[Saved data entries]
PR #940, opened 2019-05-03
Raiden resolver http endpoint

### LINKED ISSUE #931: Rest endpoint for Raiden resolve request
In order for Raiden to query for external hash from xud we need a rest endpoint.

@sangaman proposed to not go through the gRPC API since once we move to hold invoices we can deprecate that call.

sangaman:
This is a WIP for an http endpoint that accepts raiden hash resolver requests via JSON over http. I based this off the raiden code at https://github.com/raiden-network/raiden/blob/master/raiden/network/resolver/client.py.

This branch is based off of the hold invoices PR since there is a lot of overlap and potential conflict there.

For now I hardcoded the port to listen on at 8887 and the host as 127.0.0.1. I figure at least the port should be configurable, I just wasn't sure where to put the config option for it. For now the HTTP server is only enabled when raiden is enabled, since that's it's only current purpose, although I tried to structure the http server code in at least a somewhat generic way. Therefore it wouldn't be a big rework if we want to accept resolve requests over http from a different client with a different request/response structure, for instance.

I still need to test this but it's at least ready for a conceptual review. The code changes for the PR as a whole include a lot of hold invoices code that's out of scope here, so you can just look at the last commit or two.

Closes #931.


erkarl:
Conceptually OK.

kilrau:
> enabled when raiden is enabled, since that's it's only current purpose

Sounds good!

> Therefore it wouldn't be a big rework if we want to accept resolve requests over http from a different client with a different request/response structure, for instance.

Well we can't really know how this structure might look like if they this other client doesn't design it according to what we have, so also fine!

offerm:
@sangaman is this ready for testing? Do we need  first the hold invoices?

sangaman:
@offerm @erkarl This branch is ready for testing and deeper review. I haven't tested the whole flow yet, but I've added unit tests and done some basic manual tests.

It still includes the commits from the hold invoices PR which aren't yet in master, so only the last two commits are truly relevant here.

lib/http/HttpServer.ts
```diff
@@ -0,0 +1,108 @@
...
+   * Starts the server and begins listening on the provided port.
+   * @returns true if the server started listening successfully, false otherwise
+   */
+  public listen = async (port: number) => {
+    return new Promise<void>((resolve, reject) => {
+      const listenErrHandler = (err: Error) => {
+        reject(err);
+      };
+
+      this.server.listen(port, '127.0.0.1').once('listening', () => {
```
erkarl: Once this is merged we should also let Offer know that it's not possible to specify the listening interface. I'm assuming this is because there is no authentication.

test/unit/HttpServer.spec.ts
```diff
@@ -0,0 +1,91 @@
...
+      .then((res: ChaiHttp.Response) => {
+        expect(res.status).to.equal(404);
+        done();
+      }).catch((reason) => {
+        done(reason);
+      });
+  });
+
+  after(async () => {
+    await httpServer.close();
```
erkarl: Minor nit: `sandbox.restore()`

test/unit/HttpServer.spec.ts
```diff
@@ -0,0 +1,91 @@
...
+import sinon from 'sinon';
+import Service from '../../lib/service/Service';
+import { ResolveRequest } from '../../lib/swaps/types';
+
+chai.use(chaiAsPromised);
+chai.use(chaiHttp);
+
+const loggers = Logger.createLoggers(Level.Warn);
+
+describe('HttpServer', () => {
```
erkarl: Nice tests :) 👍

lib/http/HttpServer.ts
sangaman: Yes, due to no authentication. Longer term we may want to add some authentication here as well.

erkarl:
Uh, forgot to mention. Update `sample-xud.conf` via `npm run config`.

sangaman:
> Uh, forgot to mention. Update `sample-xud.conf` via `npm run config`.

This will happen automatically the next time we bump versions.

PR #941, opened 2019-05-05
fix(tests): make testNetworkInit wait for synced chains

ghost:
In this PR we change `testNetworkInit` simulation test to wait for `lnd-ltc` and `lnd-btc` to be synced to the chain before proceeding. I also increased the test timeout to 30 seconds as I was occasionally reaching the 5 second limit.

### DIFF
--- a/test/simulation/tests.go
+++ b/test/simulation/tests.go
@@ -21,26 +21,29 @@ import (
 // by their preceding ones.
 func testNetworkInit(net *xudtest.NetworkHarness, ht *harnessTest) {
 	for _, node := range net.ActiveNodes {
-
 		// Verify connectivity.
-		req := &xudrpc.GetInfoRequest{}
-		res, err := node.Client.GetInfo(ht.ctx, req)
-		ht.assert.NoError(err)
-		ht.assert.NotNil(res.Lnd["BTC"])
-		ht.assert.NotNil(res.Lnd["LTC"])
-		ht.assert.Len(res.Lnd["BTC"].Chains, 1)
-		ht.assert.Equal(res.Lnd["BTC"].Chains[0].Chain, "bitcoin")
-		ht.assert.Equal(res.Lnd["BTC"].Chains[0].Network, "simnet")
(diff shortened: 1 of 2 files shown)


test/simulation/tests.go
```diff
@@ -21,23 +21,23 @@ import (
...
-		ht.assert.Equal(res.Lnd["LTC"].Chains[0], "litecoin")
-
-		// Set the node public key.
-		node.SetPubKey(res.NodePubKey)
-
-		// Add pair to the node.
-		ht.act.addPair(node, "LTC", "BTC", xudrpc.AddCurrencyRequest_LND)
+		for {
+			// retry interval
+			time.Sleep(100 * time.Millisecond)
```
moshababo: Better to start with an initial attempt, and do retries on failure. 

Also maybe limit the retries/total time below the default test timeout, specially if you increased it to 30 sec.

erkarl: Good point. I've changed the code to do the initial attempt first and added a timeout of 10 second. Also lowered the context timeout to 15 seconds.

sangaman (approved):
Awesome, thanks for figuring this out.

moshababo (approved):

moshababo:
Ready for merging?

moshababo:
Ready to merge?

sangaman:
Yes I think so if you're ok with your 2nd comment above, making code more go idiomatic.

erkarl:
@moshababo looks like your suggested way of doing the retry/timeout link does not point to the correct loc. Can you provide a new example?

moshababo:
Yes it changed a bit, here's the new link. https://github.com/ExchangeUnion/xud/blob/master/test/simulation/xudtest/node.go#L215.

It's just a suggestion, we can also merge as-is if it's a hassle.

erkarl:
Thanks for the updated link @moshababo - I'm going to merge this as is because I'm now having trouble reproducing the original issue locally which makes it very time consuming to test the changes.

PR #949, opened 2019-05-07
feat(raiden): pass secret hash to raiden

ghost:


sangaman (approved):
Looks good. I'm thinking it might make sense to have the secret hash be a required parameter for our token payment method, since we aren't going to be making that call without specifying a hash as far as I know.

erkarl:
Agreed - updated.

sangaman (approved):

*WHAT YOU WILL DO*:
Pick every line of the data that includes the string "forgot".

*PROBLEM SOLUTION*:
Uh, forgot to mention. Update `sample-xud.conf` via `npm run config`.
> Uh, forgot to mention. Update `sample-xud.conf` via `npm run config`.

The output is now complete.